I am trying to estimate the head pose of single images mostly following this guide: https://towardsdatascience.com/real-time-head-pose-estimation-in-python-e52db1bc606a
The detection of the face works fine - if i plot the image and the detected landmarks they line up nicely.

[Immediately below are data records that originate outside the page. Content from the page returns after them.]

PR #731, opened 2020-09-18
Live 527 migrate enzyme to test renderer

dskamiotis:
## Why are you doing this?

- Currently testing with Enzyme adds a layer of complexity to testing in terms of its API
- Particularly when testing components for CSS with `CSS Emotion`
- Integrates well with Jest 
- Jest configured incorrectly and not working with `CSS Emotion`
- Tags are tested using Enzyme and as a result overly complex particularly when having to search the HTML for a string

## Changes

- Configure and set up AR to use `test-renderer` 
- `Tags.test.tsx` and `Keyline.tests.tsx` upgraded and refactored using test-renderer library, deprecating the Enzyme library

paired with @JamieB-gu


JamieB-gu:
Just to elaborate on a couple of the above points for anyone interested:

> Jest configured incorrectly and not working with CSS Emotion

As far as I can tell, Emotion wasn't previously working within the Jest tests. I'm not sure why this didn't cause us any problems - possibly because we were able to analyse props instead of the output? Anyway, if you're interested in the fix it's encapsulated within the second commit on this PR: c4f7bd3.

> Currently testing with Enzyme adds a layer of complexity to testing in terms of its API

> Tags are tested using Enzyme and as a result overly complex particularly when having to search the HTML for a string

To clarify, I don't think there are any major problems with Enzyme. But `react-test-renderer` is [part of the React project](https://reactjs.org/docs/test-renderer.html), seems a bit simpler to use, and is actually [used by Enzyme](https://github.com/enzymejs/enzyme/blob/c4b0a996307054023994b95cc7bbf00cc27a2086/packages/enzyme-adapter-react-16/package.json#L48) under the hood.

The [documentation for `jest-emotion`](https://emotion.sh/docs/jest-emotion) also focuses on `react-test-renderer`, although it does also offer support for Enzyme. For context, we've introduced `jest-emotion` in this PR because it provides some convenient features for working with Jest and Emotion, including some nice [custom matchers](https://emotion.sh/docs/jest-emotion#custom-matchers) and [snapshotting capabilities](https://emotion.sh/docs/jest-emotion#snapshot-serializer).

PR #735, opened 2020-09-21
Consolidate Jest Config

JamieB-gu:
## Why are you doing this?

Thought it would be nice to consolidate our Jest config in a single file within the `config` directory; this takes it out of `package.json`. Also deleted `babel.config.js` and migrated it to the same Jest config file; it was only used for Jest so I decided to put it into a single place to avoid confusion - our main Babel config is in our `webpack.config.ts` file.

## Changes

- Extracted Jest config from `package.json` to `jest.config.js` file
- Moved Babel Jest config into `jest.config.js` from `babel.config.js`


dskamiotis (approved):
Have tested these config changes several times and are working just fine 👍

I am estimating the camera matrix from the image, and assume no lens distortion:
size = image.shape
focal_length = size[1]
center = (size[1]/2, size[0]/2)
camera_matrix = np.array([[focal_length, 0, center[0]],
[0, focal_length, center[1]],
[0, 0, 1]], dtype="double")
dist_coeffs = np.zeros((4, 1)) # Assuming no lens distortion
I am trying to get the head pose by matching points in the image with points in the 3D model using solvePNP:
# 3D-model points to which the points extracted from an image are matched:
model_points = np.array([
(0.0, 0.0, 0.0), # Nose tip
(0.0, -330.0, -65.0), # Chin
(-225.0, 170.0, -135.0), # Left eye corner
(225.0, 170.0, -135.0), # Right eye corner
(-150.0, -150.0, -125.0), # Left Mouth corner
(150.0, -150.0, -125.0) # Right mouth corner
])
image_points = np.array([
shape[30], # Nose tip
shape[8], # Chin
shape[36], # Left eye left corner
shape[45], # Right eye right corne
shape[48], # Left Mouth corner
shape[54] # Right mouth corner
], dtype="double")
success, rotation_vec, translation_vec) = \
cv2.solvePnP(model_points, image_points, camera_matrix, dist_coeffs)
finally, I am getting the euler angles from the rotation:
rotation_mat, _ = cv2.Rodrigues(rotation_vec)

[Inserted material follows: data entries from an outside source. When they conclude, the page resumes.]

PR #766, opened 2020-10-01
poll insert epics

webb04:
## Why are you doing this?
Resolves a race condition issue where sometimes epics haven't been fetched natively.

### DIFF
--- a/src/components/standard/article.tsx
+++ b/src/components/standard/article.tsx
@@ -21,6 +21,7 @@ import { remSpace } from '@guardian/src-foundations';
 import RelatedContent from 'components/shared/relatedContent';
 import ImmersiveCaption from 'components/immersiveCaption';
 import { Lines } from "@guardian/src-ed-lines";
+import Epic from 'components/shared/epic';
 
 // ----- Styles ----- //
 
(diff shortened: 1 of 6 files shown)


JamieB-gu (approved):
Nice use of `Promise.all`!

src/components/standard/article.tsx
```diff
@@ -82,8 +83,15 @@ interface Props {
 const Standard: FC<Props> = ({ item, children }) => {
     // client side code won't render an Epic if there's an element with this id
     const epicContainer = item.shouldHideReaderRevenue
-        ? <div id="epic-container"></div>
-        : null
+        ? null
+        : <div id="epic-placeholder">
+            <Epic
```
JamieB-gu, line 88: Ah, I think this may be causing us some errors on the server. The epic code imports and uses the Bridget comms layer, which doesn't seem to work server-side due to reliance on `window` amongst other things...

webb04: Did you see this in the logs? it seems to have deployed ok. I was seeing these problems but adding a `try catch` around the window had resolved it locally.

Ideally we wouldn't want to render an Epic component server side, but I added it so that the styles would be added to the CSP.

JamieB-gu: It's spitting out several errors when running locally for me.

Does the native comms code run anything as a side effect on import? If not we could pass a flag to the `Epic` component to tell it to avoid calling that code when running on the server.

pose_mat = cv2.hconcat((rotation_mat, translation_vec))
_, _, _, _, _, _, angles = cv2.decomposeProjectionMatrix(pose_mat)

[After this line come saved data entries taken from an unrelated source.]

PR #826, opened 2026-05-04
fix: Use correct 48x48 migration icons

doubleface:
image


rezk2ll:
Why we don't have the icon in cozy UI

zatteo (approved):

zatteo:
> Why we don't have the icon in cozy UI

If it's used only here why not?

JF-Cozy:
> Why we don't have the icon in cozy UI

no sens to have those globally I think.

BTW @doubleface not part of the PR but the Listitems doesn't seem to be fullwidth 🤔 don't know if it's intended but generally they are in a modal I think

doubleface:
> > Why we don't have the icon in cozy UI
> 
> no sens to have those globally I think.
> 
> BTW @doubleface not part of the PR but the Listitems doesn't seem to be fullwidth 🤔 don't know if it's intended but generally they are in a modal I think

It's in a modal here and it looks like it is the dialog content which makes them this size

now the azimuth is what i would expect - it is negative if i look to the left, zero in the middle and positive to the right.
the elevation however is strange - if i look in the middle it has a constant value but the sign is random - changing from image to image (the value is around 170).
When i look up the sign is positive and the value decreases the more i look up, When i look down the sign is negative and the value decreases the more i look down.
Can someone explain this output to me?